Friday 16 January was the date of the official opening of the Maritime. Mr Newby, who had come for a final meeting
with
them, suggested that they open at eleven o’clock and invite some notable people from the town. ‘Business people and trade,’ he said. ‘Shopkeepers and those involved in shipping and fishing. Then word will get round that this is once more a respectable establishment. Mr Allen has said he will come too. In fact it was his idea that we formally invite people.’

Sarah agreed. ‘That’s what we want, some decent folk to give it a good name.’

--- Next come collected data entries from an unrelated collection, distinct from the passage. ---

PR #839, opened 2024-12-03
Escape characters in project name

vcheung-stripe:
This escapes more characters in the project name configuration value so that we keep the input correct and useful.


jdt-language-server-latest.tar.gz
matv-stripe, line 1: Can we add this to the gitignore

bernardoamc-stripe (approved):

Issue #416, opened 2018-11-06
Make sidebar editor grant aware


balinterdi:
One case that would solve is that computed fields would not be a special case – they wouldn't have write grant and thus their value couldn't be edited.

balinterdi:
Duplicate of #448, closing.

PR #421, opened 2018-11-07
Make sidebar editor grant aware

balinterdi:
Implements #416 

* [x] Merge https://github.com/cardstack/cardstack/tree/permissions-searcher into this one
* [x] ~~Do the front-end parts: requesting permissions from back-end, enrich editor with permissions loading state, disable fields (inputs, dropdown-choices, etc.) that don't have a write 
permission~~
* [x] Add special handling of getting the grants for permission resources
* [x] Fix current solution for creating new resource (it now only works for update). The acceptance test in `@cardstack/image` fails because of that
* [x] Write acceptance test for tools dummy app
* [x] ~~Permissions for fields in owned relationships are not fetched and thus marked as read-only in the editor sidebar~~ (see below)
* [x] Fix regression: rendered fields which do not belong to the resource-under-edit (RUE) are not editable as permissions are only queried and returned for the RUE
* [x] ~~Indicate editor is loading permissions(?)~~
* [x] Add error handling for permissions searcher (see todos in code)
* [x] Finalize getting `writable-fields` (maybe it's just a matter of confirming everything works)
* [x] Fix tests


balinterdi:
@ef4 What I bumped into is that after the permissions searcher retrieves the document correctly, `applyReadAuthorization` throws a 404 because the permissions resource itself cannot be read. It's this line that throws:

https://github.com/cardstack/cardstack/blob/master/packages/hub/schema/content-type.js#L242

The permissions resource only has a `groups/@carstack/hub` real that allows reading it and none of the user's realms have it.

I hacked around it for the time being so that I can continue building the front-end but I wonder how to add a read grant to the permission resource (and which group to add it to).

balinterdi:
Probably a band aid but that's what I came up with in the meantime:

https://github.com/cardstack/cardstack/pull/421/commits/4d808d2ebfb19c9d16cb8d63aa4f727a204e3316#diff-51623a8a8654d57b6a248d3c38c411da

ef4:
Hmm. Yeah, I suppose the grants that govern access to `permissions` itself might need to be special in order to not be annoying.

I think you should be able to read a `permissions` resource as long as you have `mayReadResource` on the corresponding document.

balinterdi:
@ef4 Is this an acceptable way to implement that special case?
https://github.com/cardstack/cardstack/pull/421/commits/ea6b0f17269d43567c69d6cd5f2e8367faf77534

balinterdi:
@ef4 So I think making permissions work for fields in owned records is a long shot away. Let me explain.

For a field to be editable in the editor, it has to be 1) rendered in the editor (duh) and 2) have a writable permission in `writable-fields` (and also a resource-level `may-update-resource`).

Issue #408 adds un-rendered fields to the editor of the resource being edited *but not of the owned related resources as we agreed that it's a good phase 1 implementation.

So even if I extended the permissions part to include field names of related content types, it wouldn't make a difference because the fields which those permissions relate to are not rendered in the editor.

What I suggest is that I work on Phase 2 of #408 first and then come back and implement Phase 2 of this issue.

Does that seem a good path to you?

balinterdi:
As https://github.com/cardstack/cardstack/issues/448 will take more time because we also need to come up with a design, I thought about how to have this merged without introducing the regression of not being able to edit rendered fields on owned resources (see my previous comment about why that would be the case).

I think a simple and acceptable solution would be to not disable the field if it's for another resource than the RUE. The server-side will catch any disallowed writes anyways which is the current state of affairs.

balinterdi:
@ef4 If you agree with my above comments, this is yours for review and merge.

packages/hub/searchers.js
```diff
@@ -73,8 +73,10 @@ class Searchers {
         upstreamDoc: { data: resource, meta },
         read: this._read(branch)
       });
-      let pristineResult = await (documentContext.pristineDoc());
-      authorizedResult = await schema.applyReadAuthorization(pristineResult, { session, type, id });
+      let pristineResult = await documentContext.pristineDoc();
+      if (pristineResult) {
+        authorizedResult = await schema.applyReadAuthorization(pristineResult, { session, type, id });
```
ef4: This makes me see a refactor we should do.

`applyReadAuthorization` would be simpler if we moved it out of Schema and into DocumentContext.

The DocumentContext already has access to schema, session, type, and id, and it's already configured with the ability to `read` other documents, which would mean we could eliminate the new injections you needed in Schema.

balinterdi: We could do that but one of the auxiliary methods, `_readAuthorizationForPermissions` uses `this.searchers` and `this.controllingBranch` that are accessed via DI and I don't think are available in DocumentContext. So they'd have to be injected there, too.

https://github.com/cardstack/cardstack/pull/421/files#diff-ed3aae8cfdd1353fe73e9430bea36cd8R476

Not saying I cannot do that, I'm just still not very knowledgeable about what should go where so I'm bringing this up because maybe the refactoring loses some of its rationale (its raison d'être, if I want to be a snob).

balinterdi: The other tasks you pointed out are completed.

balinterdi: Oh, wait, I glossed over one of your sentences ("and it's already configured with the ability to read other documents"), I'll take a look at how that works.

‘Aye, we do,’ Joe butted in. ‘But we want working men as well. They’ll be our bread and butter, not these well-off blokes from out of town.’

Bella was inclined to agree with Joe. But she guessed that the people Mr Newby and his partner wanted to invite would spread the word, and if they were coming then there would be comments in the local newspapers, the
Hull Advertiser
or the
Eastern Morning News
.

‘A mix of customers is what we need,’ she said. ‘We don’t want to exclude anybody. Why don’t we announce on a poster that the official opening is at eleven o’clock and that we’re open for business that night at six and will serve a free slice of fruitcake with ’first glass of ale or spirit?’

Sarah looked askance for a minute. ‘More baking,’ she said. ‘But – well, I allus did it at Christmas at ’Woodman so I suppose I can do it again.’